[Excerpts from a dataset]
* * * * *

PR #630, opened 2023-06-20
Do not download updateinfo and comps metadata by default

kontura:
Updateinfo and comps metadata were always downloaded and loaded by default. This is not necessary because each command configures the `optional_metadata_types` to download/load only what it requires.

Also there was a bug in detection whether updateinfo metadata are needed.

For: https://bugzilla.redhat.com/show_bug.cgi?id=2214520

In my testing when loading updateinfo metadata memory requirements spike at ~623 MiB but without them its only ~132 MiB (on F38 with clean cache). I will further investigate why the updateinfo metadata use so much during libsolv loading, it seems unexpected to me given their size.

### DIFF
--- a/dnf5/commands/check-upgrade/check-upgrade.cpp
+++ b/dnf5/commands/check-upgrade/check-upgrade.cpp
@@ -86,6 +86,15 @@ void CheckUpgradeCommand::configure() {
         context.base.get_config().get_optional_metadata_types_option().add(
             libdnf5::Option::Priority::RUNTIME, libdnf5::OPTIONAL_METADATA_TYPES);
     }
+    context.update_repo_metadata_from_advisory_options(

* * * * *

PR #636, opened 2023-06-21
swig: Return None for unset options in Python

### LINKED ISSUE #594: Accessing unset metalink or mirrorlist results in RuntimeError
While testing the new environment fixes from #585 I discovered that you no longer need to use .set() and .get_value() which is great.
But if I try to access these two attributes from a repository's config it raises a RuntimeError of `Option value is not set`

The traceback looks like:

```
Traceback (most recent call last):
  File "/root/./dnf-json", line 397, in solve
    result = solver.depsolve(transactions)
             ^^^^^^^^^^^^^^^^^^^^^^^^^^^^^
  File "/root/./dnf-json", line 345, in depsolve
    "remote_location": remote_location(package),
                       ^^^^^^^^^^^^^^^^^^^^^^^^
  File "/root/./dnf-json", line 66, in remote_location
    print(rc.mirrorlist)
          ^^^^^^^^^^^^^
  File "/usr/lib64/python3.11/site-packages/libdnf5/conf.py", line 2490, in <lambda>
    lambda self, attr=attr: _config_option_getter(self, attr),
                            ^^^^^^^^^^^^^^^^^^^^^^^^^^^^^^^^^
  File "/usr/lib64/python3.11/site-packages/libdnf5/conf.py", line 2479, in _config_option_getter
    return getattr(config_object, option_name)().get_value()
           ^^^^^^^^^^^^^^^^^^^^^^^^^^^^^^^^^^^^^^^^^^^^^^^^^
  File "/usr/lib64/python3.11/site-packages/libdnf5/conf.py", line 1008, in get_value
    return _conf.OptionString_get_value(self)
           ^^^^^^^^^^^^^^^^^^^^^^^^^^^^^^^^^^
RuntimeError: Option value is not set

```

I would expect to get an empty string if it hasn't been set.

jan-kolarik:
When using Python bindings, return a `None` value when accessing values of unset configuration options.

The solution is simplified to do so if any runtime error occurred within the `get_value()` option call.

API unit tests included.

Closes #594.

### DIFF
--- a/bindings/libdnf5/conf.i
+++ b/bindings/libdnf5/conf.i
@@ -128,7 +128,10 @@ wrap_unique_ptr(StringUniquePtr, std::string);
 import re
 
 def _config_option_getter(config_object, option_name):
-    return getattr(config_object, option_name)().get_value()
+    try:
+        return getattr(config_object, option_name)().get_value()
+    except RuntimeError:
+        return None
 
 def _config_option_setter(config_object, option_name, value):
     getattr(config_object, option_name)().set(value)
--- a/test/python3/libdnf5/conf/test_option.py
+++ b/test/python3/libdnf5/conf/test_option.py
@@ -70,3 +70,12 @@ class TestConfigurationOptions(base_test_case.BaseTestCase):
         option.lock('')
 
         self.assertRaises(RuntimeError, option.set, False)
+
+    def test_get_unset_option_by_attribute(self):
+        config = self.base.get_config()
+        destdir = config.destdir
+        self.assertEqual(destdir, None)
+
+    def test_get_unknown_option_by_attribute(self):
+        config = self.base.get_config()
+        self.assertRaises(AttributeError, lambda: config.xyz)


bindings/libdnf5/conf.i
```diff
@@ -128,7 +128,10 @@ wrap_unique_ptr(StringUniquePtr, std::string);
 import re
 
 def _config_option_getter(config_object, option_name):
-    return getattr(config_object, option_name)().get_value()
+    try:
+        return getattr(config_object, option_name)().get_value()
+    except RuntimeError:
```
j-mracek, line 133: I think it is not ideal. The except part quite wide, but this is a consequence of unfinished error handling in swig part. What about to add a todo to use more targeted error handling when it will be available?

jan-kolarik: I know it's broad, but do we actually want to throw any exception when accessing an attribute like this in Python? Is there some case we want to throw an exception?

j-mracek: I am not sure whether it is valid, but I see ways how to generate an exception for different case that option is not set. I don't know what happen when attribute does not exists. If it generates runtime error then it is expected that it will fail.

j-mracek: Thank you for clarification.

* * * * *

_Prompt:_ What you give back must be the stretch above, starting at the line with "j-mracek: I am" and ending at the line with "j-mracek: Thank you for clarification.", copied exactly.

_Reply to the task:_
j-mracek: I am not sure whether it is valid, but I see ways how to generate an exception for different case that option is not set. I don't know what happen when attribute does not exists. If it generates runtime error then it is expected that it will fail.

j-mracek: Thank you for clarification.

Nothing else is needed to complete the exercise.